##### SUPPLIED DATA

PR #653, opened 2023-05-17
Client cert authentication for inter-helper communication

### LINKED ISSUE #597: Client identity should not be taken from origin header
This should be addressed as part of the TLS work, but filing an issue to reference from a TODO.

andyleiserson:
Fixes #597


src/config.rs
andyleiserson, line 1: Merged this into `src/net/test.rs`.

src/net/test.rs
```diff
@@ -11,17 +22,134 @@ use axum::{
...
+    pub fn with_disable_https_option(mut self, value: bool) -> Self {
+        self.disable_https = value;
+        self
+    }
+
+    #[must_use]
+    pub fn build(self) -> TestConfig {
+        let mut sockets = None;
+        let ports = self.ports.unwrap_or_else(|| {
+            let socks = array::from_fn(|_| TcpListener::bind("127.0.0.1:0").unwrap());
```
martinthomson, line 112: The IPv6 people I know would be disappointed here.  But that's their problem, not ours :)

src/net/test.rs
```diff
@@ -138,52 +256,117 @@ impl TestServerBuilder {
...
-    pub fn default() -> Self {
-        Self::builder().build()
-    }
-
-    /// Return a test client builder
-    pub fn builder() -> TestClientsBuilder {
-        TestClientsBuilder::default()
-    }
-}
+pub const TEST_CERTS: [&str; 3] = [
```
martinthomson, line 274: Is this cleaner as `const X: [&[u8]; 3] = [b"...", b"...", b"..."];`?

src/net/server/mod.rs
```diff
@@ -210,6 +242,267 @@ where
...
+                Ok(()) => {
+                    return Some(ClientIdentity(id));
+                }
+                Err(webpki::Error::CertNotValidForName) => continue,
+                Err(err) => {
+                    error!("error checking client certificate: {err}");
+                }
+            }
+        }
+        // It might be nice to log something here. We could log the certificate base64?
```
martinthomson, line 385: That seems right.  Logging the certificate seems like a good idea.  I'd do that with `info!()` or lower though. Maybe use `warn!()` here (logspam from clients that offer random certificates probably isn't worth `error!()`, which ends up on the console even when logging is disabled).

src/net/server/mod.rs
```diff
@@ -210,6 +242,267 @@ where
...
+        }
+        // No exact match, look for a trust relationship
+        let end_entity_cert = match EndEntityCert::try_from(cert.as_ref()) {
+            Ok(cert) => cert,
+            Err(err) => {
+                error!("unable to parse client certificate: {err}");
+                return None;
+            }
+        };
+        for (id, peer) in network_config.enumerate_peers() {
```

##########

■ EXERCISE DETAILS:
Retype every line of the listing, word for word, from its opening line to the line that holds "src/config.rs", and include that last line too.

■ ANSWER TO THIS EXERCISE:
PR #653, opened 2023-05-17
Client cert authentication for inter-helper communication

### LINKED ISSUE #597: Client identity should not be taken from origin header
This should be addressed as part of the TLS work, but filing an issue to reference from a TODO.

andyleiserson:
Fixes #597


src/config.rs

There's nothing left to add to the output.